Di Australia, Lily menjadi dosen lepas di The University of Melbourne. Selain itu, ia juga tetap menulis, meneliti dan menerjemahkan buku, maupun sejumlah project lain di bidang seni budaya. Saat ini sedang terlibat dalam proses penerjemahan buku tentang hubungan antara Indonesia dan Australia.

Ia 'hijrah' ke Australia bersama keluarganya sejak tahun 2001 saat melanjutkan pendidikan magisternya dalam bidang Gender and Development Studies di The University of Melbourne. Ia juga telah meraih gelar PhD setelah menyelesaikan pendidikan doktornya di bidang Gender and Media Studies di kampus yang sama.

Dalam setahun, wanita kelahiran Makassar, 16 Juli 1971 tersebut pulang ke Makassar. Setidaknya tiga kali dalam setahun untuk mengurusi 'project kemanusiaan'nya tersebut bersama Riri Riza.

"Akar saya di Makassar, saya anak Makassar dan saya pulang untuk berbakti untuk Makassar. Saya pulang mengurusi project kemanusiaan ini,"kata Lily kepada Tribun beberapa waktu lalu.

Bagi mantan jurnalis Kompas ini, MIWF maupun project Rumata' lain ibarat pesta literasi, seni dan budaya untuk 'warga biasa'. Menurutnya, kenyamanan dan layanan-layanan khusus kebanyakan bukanlah milik 'warga biasa'. Dia hanya bisa diakses oleh kalangan elite, baik penguasa, pejabat maupun pemilik modal.

Di mana, masyarakat bisa berada ditengah-tengah percakapan-percakapan intelektual, lintas bangsa dan budaya terjadi, serta dapat diakses seluruh lapisan masyarakat dan tak ada pembedaan.

"Saya kira penting ada masa yang kita kerjakan bersama-sama sebagai warga biasa yang membuat kita bangga sebagai orang biasa karena itu perasaan yang jarang ada di Indonesia,"kata penulis Family Room tersebut.

Lily mengaku kini mulai melihat Makassar dari perspektif masa depan. Setiap kali pulang ke Makassar, tak ada waktu baginya bernostalgia. Ia harus bertemu sejumlah anak muda Makassar dan membicarakan apa yang akan mereka lakukan untuk Makassar.

"Kami sadar Makassar memiliki punya segudang masalah, tapi kami adalah bagian kecil dari kota ini yang ingin memberi jawaban atas masalah tersebut dan membawa dampak paling tidak untuk orang di sekitar kita,"tambahnya.

Ia pun menginginkan anak muda Makassar bangga sebagai orang biasa yang berdaya, memiliki etos kerja, dan kepekaan terhadap urusan-urusan kemanusiaan, serta menjadi bagian dari pembangunan kemanusian itu sendiri. Mimpi inilah yang senantiasa membuatnya ingin pulang ke Makassar.

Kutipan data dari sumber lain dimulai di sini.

PR #295, opened 2020-12-29
FIX: Improve Triangular axes projection

bocklund:
This PR houses a few changes, all in the `TriangluarAxes` projection class.

1. simplification of the transformations code
2. stop calling classmethods of `Axes` and passing self
3. fix several methods, such as `get_xaxis_text1_transform`, to call the superclass and get the transform *after* padding. This means setting the padding of the ticks and axis labels now works correctly for both axes.
4. add an override to `set_ylabel` that sets a default rotation of 60 degrees

### DIFF
--- a/pycalphad/plot/eqplot.py
+++ b/pycalphad/plot/eqplot.py
@@ -112,8 +112,6 @@ def eqplot(eq, ax=None, x=None, y=None, z=None, tielines=True, tieline_color=(0,
     elif projection == 'triangular':
         x = indep_comps[0] if x is None else x
         y = indep_comps[1] if y is None else y
-        # plot settings
-        ax.yaxis.label.set_rotation(60)
         # Here we adjust the x coordinate of the ylabel.
         # We make it reasonably comparable to the position of the xlabel from the xaxis
         # As the figure size gets very large, the label approaches ~0.55 on the yaxis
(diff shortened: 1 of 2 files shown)


bocklund:
There's still some outstanding "like to have" items, but I don't think I'll address them in this PR, mainly:

* Tune the padding/position of the ylabel better automatically. Currently the position is at (0, 0.5) of the untransformed axes coordinates, but it would probably make sense for the position to be transformed. I think it should be transformed using the transforms already defined (like the ticks), but for some reason it is not.
* Tune the number of ticks/labels. Currently the ticks are hardcoded to be in [0, 1] in 0.1 increments. Without this hardcoded, there are two issues. First, the x- and y-axes may have different divisions, which looks awkward. Second, the divisions tend to only go down to increments of 0.2 at reasonable label sizes. This is caused by how the automatic tick numbering in matplotlib works. Two other classes would need to be overriden: first the `XAxis`/`YAxis` classes to modify how `get_tick_space` computes how many tick spaces are available (some tuning would need to be done to balance the number of ticks and the spacing of the labels), and second the `MaxNLocator` class would need to be overridden to increase the number of ticks that can form in automatic mode from 9 to >=10 (to allow increments of 0.1).

richardotis (approved):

Menurutnya, jika semangat dan harapan tersebut bisa ditularkan ke ke anak-anak muda Makassar yang menjadi volunteer di MIWF ataupun project Rumata' lainnya, tentunya mereka akan mampu menciptakan pengalaman ber-Makassar yang berbeda.

"Saya sama Riri selalu bilang, kita harus pulang ke Makassar. Kita harus pulang dengan peran, tapi peran itu berbeda karena banyak teman saya pulang untuk berusaha, membangun karier politik atau hanya sekadar bernostalgia,"ujar ibu satu anak ini.